PR #985, opened 2022-09-23
Minor cleanup to error handling and logging

mojotx:
### Description:
These changes are minor, and mostly concerned with cleaning up some problems with the Zerolog logger, as well as checking error values more consistently. 

With Zerolog you always need to include `.Msg()` or `.Msgf()` at the end of the chain. Calling `.Err(err)` without a `.Msg()` call will result in an error not being logged, which makes it difficult to troubleshoot. (I learned this the hard way!)

Quoting from the Zerolog README:

> It is very important to note that when using the **zerolog** chaining API, as shown above (`log.Info().Msg("hello world"`), the chain must have either the `Msg` or `Msgf` method call. If you forget to add either of these, the log will not occur and there is no compile time error to alert you of this.

I did not write any new tests, because I did not add any new functionality. 

I did replace one call to `ioutil.ReadAll()`, which has been deprecated since Go 1.16, with `io.ReadAll()`. 

### Checklist:


zricethezav:
Hey @mojotx, thanks for the PR! I was unaware of that gotcha w.r.t to `zerolog`. Approved, merging 👍🏻

zricethezav (approved):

*Task directions:* Extract every line of the records above that contains the word "this".

*Worked solution:*
With Zerolog you always need to include `.Msg()` or `.Msgf()` at the end of the chain. Calling `.Err(err)` without a `.Msg()` call will result in an error not being logged, which makes it difficult to troubleshoot. (I learned this the hard way!)
> It is very important to note that when using the **zerolog** chaining API, as shown above (`log.Info().Msg("hello world"`), the chain must have either the `Msg` or `Msgf` method call. If you forget to add either of these, the log will not occur and there is no compile time error to alert you of this.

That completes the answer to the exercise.